Photoelectric Effect

any of various electrical phenomena that occur in substances when the substances are exposed to electromagnetic radiation.

A substance absorbs electromagnetic energy only in discrete portions called quanta, or photons; a quantum is equal to ħω, where ħ is Planck’s constant and ω is the frequency of the radiation. Photoelectric effects occur when the energy of an absorbed photon is expended on a quantum transition of an electron to a higher energy state. Depending on the relationship between the photon energy and the characteristic energies of a substance, such as the atomic and molecular excitation and ionization energies and the electronic work function, the absorption of electromagnetic radiation may give rise to various photoelectric effects.

If the photon energy is sufficient only to excite an atom, a change in the dielectric constant of a substance may occur; such a change is called the photodielectric effect.
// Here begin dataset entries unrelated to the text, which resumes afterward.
PR #1238, opened 2023-07-24
AAP-14310 updated network ports & protocols diagram

emurtoug:
[AAP-14310](https://issues.redhat.com/browse/AAP-14310)

Updated [Ch 5. Network Ports and Protocols](https://access.redhat.com/documentation/en-us/red_hat_ansible_automation_platform/2.4/html/red_hat_ansible_automation_platform_planning_guide/ref-network-ports-protocols_planning#doc-wrapper)

- Replaced architectural diagram with updated diagram that includes EDA


lmalivert:
@emurtoug Looks good to me 👍🏾 
This may be out of scope of this Jira issue, but I wonder if the tables section need to be revised and EDA information added?

emurtoug:
> @emurtoug Looks good to me 👍🏾 This may be out of scope of this Jira issue, but I wonder if the tables section need to be revised and EDA information added?

Thanks @lmalivert! Let's ask the WG about this.

PR #1257, opened 2023-07-27
Replace the word 'leverage'

ianf77:
Use 'use' instead, as per IBM style guide.

Change wording

https://issues.redhat.com/browse/AAP-14494


ariordan-redhat (approved):
Thank you!
LGTM

PR #1258, opened 2023-07-27
Replace the word 'leverage' (#1257)

ianf77:
Use 'use' instead, as per IBM style guide.
https://issues.redhat.com/browse/AAP-14494


ariordan-redhat (approved):
LGTM

PR #1270, opened 2023-07-31
Replaced attribute with Unicode icon

ianf77:
Testing showed that the unicode hex value worked best

Add missing icon

https://issues.redhat.com/browse/AAP-14546


ariordan-redhat (approved):
LGTM

PR #401, opened 2015-06-17
Improve make.sh: Better Android building and allow passing extra stuff to make(1)

jduck:
These changes do two things. 1. Allows specifying additional arguments to make(1). For example, passing -j8 to utilize multiple cores when building. 2. Supports building using the Android NDK much better. The Android build process now only requires pointing to the NDK path using $NDK.

### DIFF
--- a/COMPILE.TXT
+++ b/COMPILE.TXT
@@ -137,8 +137,11 @@ Capstone requires no prerequisite packages, so it is easy to compile & install.
 (5) Cross-compile for Android
 
   To cross-compile for Android (smartphone/tablet), Android NDK is required.
+  NOTE: Only ARM and ARM64 are currently supported.
 
-	$ ./make.sh cross-android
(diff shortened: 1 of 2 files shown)


jduck:
Sorry for the mess. I hope these changes find you well =) I'm concerned that maybe I broke iOS building in the process...

aquynh:
will look at this closer tonight, but it does not seem to break iOS to me.

thanks!

aquynh:
merged with a small fix: i added back the "make clean" part before every building to be sure that latest code is compiled.

thanks.

aquynh:
@radare yes do a pull-request, please.

aquynh:
i ported this to the "next" branch with this commit: https://github.com/aquynh/capstone/commit/fc3b138e8f0efe8d6be51afcbd98190ca2f03326. 

let me know if you find anything wrong, thanks.

jduck:
Thanks! It's looking good!

PR #405, opened 2015-06-20
[next] Virtualenv support for Python binding

achernet:
**In a [virtualenv] (http://pypi.python.org/pypi/virtualenv):**
* `site.getusersitepackages` won't import
* `distutils.sysconfig.get_python_lib` will return the directory inside the virtualenv
* the `--user` option can therefore be safely ignored.

I also added the generated capstone.egg-info directory to the .gitignore list.

### DIFF
--- a/.gitignore
+++ b/.gitignore
@@ -22,6 +22,7 @@
 
 # python
 bindings/python/build/
+bindings/python/capstone.egg-info/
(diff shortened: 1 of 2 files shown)


aquynh:
merged, thanks!

PR #408, opened 2015-06-21
Renamed test.c to test_basic.c in Xcode project

zneak:
Pretty sure you asked for this a while ago, I completely forgot about it. Better late than never?


aquynh:
merged, thanks!

PR #418, opened 2015-07-13
Fix check for multi-string CC

pranith:
When the CC variable has a multi-string value like when using ccache(CC="ccache gcc"), it currently throws a warning. Fix such issues, also when passing CC to make.

### DIFF
--- a/make.sh
+++ b/make.sh
@@ -68,8 +68,8 @@ function build {
 
 	${MAKE} clean
 
-	if [ ${CC}x != x ]; then
-		${MAKE} CC=$CC $*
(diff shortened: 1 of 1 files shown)


aquynh:
so after this patch you can compile & install without any problem?

aquynh:
merged, thanks!

pranith:
Yup, this works for me.

aquynh:
great! btw, we have branch "next", where all the development happen. the "next" branch will be released as v4.0 when it is ready. if you see this issue in "next", please report.

thanks.

PR #421, opened 2015-07-16
Update to 3.0.4. Fix EPEL6 build issue

stefan-cornelius:
Here's the new spec file for 3.0.4. Fixes a build issue due to missing/wrong %license macro for EPEL6, besides that the changes are obvious.

Fedora/EPEL builds using this spec file are now available via COPR:
https://copr.fedoraproject.org/coprs/scorneli/capstone/


aquynh:
merged, thanks!

Issue #428, opened 2015-07-26
FreeBSD/pkgsrc and DragonflyBSD/pkgsrc builds fail


krytarowski:
Results of bulk builds:
https://bulktracker.appspot.com/pkgresults/devel/capstone

```
LIBDATADIR = $(LIBDIR)
ifeq ($(UNAME_S), FreeBSD)
LIBDATADIR = $(DESTDIR)$(PREFIX)/libdata
endif
ifeq ($(UNAME_S), DragonFly)
LIBDATADIR = $(DESTDIR)$(PREFIX)/libdata
endif
```

The above code triggers problems on pkgsrc/FreeBSD and pkgsrc/DragonflyBSD as we use in pkgsrc the uniform paths, so ``LIBDATADIR = $(LIBDIR)`` should be picked for all platforms.

The easiest solution is to patch downstream the code... however I would prefer address this issue upstream. I have no good idea how, maybe an environment variable like ``USE_GENERIC_LIBDATADIR`` or something else.. what do you think?

aquynh:
which version are you using??

krytarowski:
pkgsrc-current with capstone 3.0.4

aquynh:
can you please do a pull-request?

thanks.

krytarowski:
OK, but please suggest me a solution. Is enviroment variable ``USE_GENERIC_LIBDATADIR`` preventing from changing ``LIBDATADIR`` for FreeBSD and DragonflyBSD OK?

aquynh:
i will ask some FreeBSD expert look at this. however, FreeBSD was OK before, as Capstone 2.x is an official package in FreeBSD. so why do we have problem now?

krytarowski:
This issue is local only to pkgsrc - the packages framework for POSIX-like systems. It comes from NetBSD and is used on a dozen of other platforms.

aquynh:
i see. then yes, please add your variable `USE_GENERIC_LIBDATADIR` and send a pull-request, i will merge it.

thanks.

krytarowski:
#429

PR #429, opened 2015-07-27
Allow to build capstone in pkgsrc for FreeBSD and DragonflyBSD

krytarowski:
Don't redefine ``$LIBDATADIR`` when global environment variable
``USE_GENERIC_LIBDATADIR`` is set. This is used by the pkgsrc framework.


krytarowski:
#428

aquynh:
merged, thanks!

PR #434, opened 2015-07-30
Include tests only for supported architectures.

ttsugriy:
Capstone conveniently provides options to enable/disable specific architectures
which is very useful for trimming the size of the binary, but those options are
ignored in some tests, so when say X86 architecture is not included, some tests
would fail.

This change conditionally includes tests only for supported architectures.


aquynh:
merged with some minor fixes for "ununsed variables" warning, thanks!

do you want to fix this issue in the "master" branch, too?

ttsugriy:
Sure, I'd love to fix this in master too. I just didn't know whether I
should, but since you're ok with this, I'll try to send you a master pull
request soon.

Thanks for reviewing the changes so quickly!

On Thu, Jul 30, 2015 at 6:28 PM, Nguyen Anh Quynh <notifications@github.com>
wrote:

> merged with some minor fixes for "ununsed variables" warning, thanks!
>
> do you want to fix this issue in the "master" branch, too?
>
> —
> Reply to this email directly or view it on GitHub
> <https://github.com/aquynh/capstone/pull/434#issuecomment-126536180>.
>



-- 
Best regards,
Taras Tsugrii

PR #435, opened 2015-07-31
Include only tests for supported architectures

ttsugriy:
cmake options can be used to disable certain architectures, which is very helpful for reducing the binary size. For instance cmake -DCAPSTONE_X86_SUPPORT=OFF can be used to exclude X86 related code from being compiled. At the same time tests like test.c, test_iter.c, etc reference all architectures, so they fail when one of the architectures is turned off. To avoid this, support options are propagated to the preprocessor, where they can be used to conditionally include architecture specific code.


aquynh:
for C code, can you please use `tab` for indentation, rather than space?

thanks.

ttsugriy:
Done, sorry about this :) I was using CLion + live templates to surround blocks of code with ifdefs and it automatically reformatted the code within templates using spaces.

aquynh:
yes, it looks good now. still a minor thing: would you mind removing `tests/test_infra.h`? the intention is to have self-contained test code, so we do not mind having little code duplication.

thanks.

ttsugriy:
Oh, I see, sure no problem, I'll inline it's content back into the tests. My initial idea of creating a PLATFORM macro which would remove duplication and encapsulate #ifdef CAPSTONE_ARCH_SUPPORT didn't work out anyways, so there is not that much point in having it :(

aquynh:
All the code under tests/ directory are there to help people quickly grab the ideas of the framework, and learn the API with little time/effort. This is why we try to keep them as simple/clean as possible.

Thanks.

ttsugriy:
Yes, I certainly see a lot of value in clean and simple code. Way to go!

aquynh:
sorry for taking too long to get back to you. can you please send this PR for the "next" branch? 
we plan to merge "next" branch to "master" branch soon for the next release.

thanks

ttsugriy:
no problem. I've already sent a PR for these changes in the "next" branch and you've accepted and merged them, so there is no point in creating a separate request in such case :)

aquynh:
great, thanks!

PR #436, opened 2015-07-31
Fix bug in option propagation.

ttsugriy:
cmake options can be used to disable certain architectures, which is very helpful for reducing the binary size. For instance cmake -DCAPSTONE_X86_SUPPORT=OFF can be used to exclude X86 related code from being compiled. At the same time tests like test.c, test_iter.c, etc reference all architectures, so they fail when one of the architectures is turned off. To avoid this, support options are propagated to the preprocessor, where they can be used to conditionally include architecture specific code.

Sorry about this. I did more testing this time and included diagnostic to make sure the issue is really resolved.

### DIFF
--- a/CMakeLists.txt
+++ b/CMakeLists.txt
@@ -27,10 +27,11 @@ foreach(i RANGE ${count})
 endforeach(i)
 
 # propagate achitecture support variables to preprocessor
-foreach(supported_architecture SUPPORTED_ARCHITECTURES)
+foreach(supported_architecture ${SUPPORTED_ARCHITECTURES})
   set(option_name "CAPSTONE_${supported_architecture}_SUPPORT")
   if(${option_name})
-    add_definitions("-${option_name}")
+    message("Enabling ${option_name}")
+    add_definitions("-D${option_name}")
   endif()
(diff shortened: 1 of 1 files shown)


aquynh:
merged, thanks!

aquynh:
we still have this warning on Mac OS X like below (reproduced with -G "Unix Makefiles").
should we fix it?

---
....
-- Configuring done
CMake Warning (dev):
  Policy CMP0042 is not set: MACOSX_RPATH is enabled by default.  Run "cmake
  --help-policy CMP0042" for policy details.  Use the cmake_policy command to
  set the policy and suppress this warning.

  MACOSX_RPATH is not specified for the following targets:

   capstone-shared

This warning is for project developers.  Use -Wno-dev to suppress it.

ttsugriy:
Yeah, it would be great to get rid of it, since it's a bit annoying, but I haven't found a proper fix for this issue. I'm just cmake (I mostly used bazel, buck and gradle in the past), but hopefully very soon will be able to fix issue.

aquynh:
great! feel free to come back to fix this when you can.
i will look into this when i have more time in hands.

thanks.

PR #440, opened 2015-08-02
Const generator

learn-more:
Fix the const generator output.

It didnt like the #define's present in the x86 header.


aquynh:
merged, thanks!

PR #442, opened 2015-08-04
Resolve cmake project version policy warning

ttsugriy:
For now use old policy behavior to preserve backwards compatibility, but I strongly recommend updating the minimum cmake version, since it's considered a best practice.
http://www.slideshare.net/DanielPfeifer1/cmake-48475415 (slide 21)


aquynh:
merged, thanks!

PR #667, opened 2016-05-03
Added support for the TMS320C64x architecture.

fotisl:


aquynh:
this is awesome, but please could you make a PR for the "next" branch instead of "master", which is stable and only get bug fixes?

the "next" branch will be released as v4.0, which will be soon in my plan.

thanks.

If the photon energy is sufficient to produce nonequilibrium charge carriers in a solid, that is, to produce conduction electrons and holes, the conductivity of the solid is changed (see). An electromotive force (emf) called a photo-emf (see) is generated in inhomogeneous solids, during nonuniform illumination, and in semiconductors placed in a magnetic field (seeKIKOIN-NOSKOV EFFECT). Examples of inhomogeneous solids include semiconductors with a nonuniform impurity distribution, particularly in the region of a p-n junction, near a junction between two dissimilar semiconductors (seeSEMICONDUCTOR HETEROJUNCTION), or near a metal-semiconductor junction. Photoconductivity and a photo-emf may also arise when photons are absorbed by conduction electrons, with the result that the mobility of the electrons is increased (seeMOBILITY OF CHARGE CARRIERS IN SOLIDS).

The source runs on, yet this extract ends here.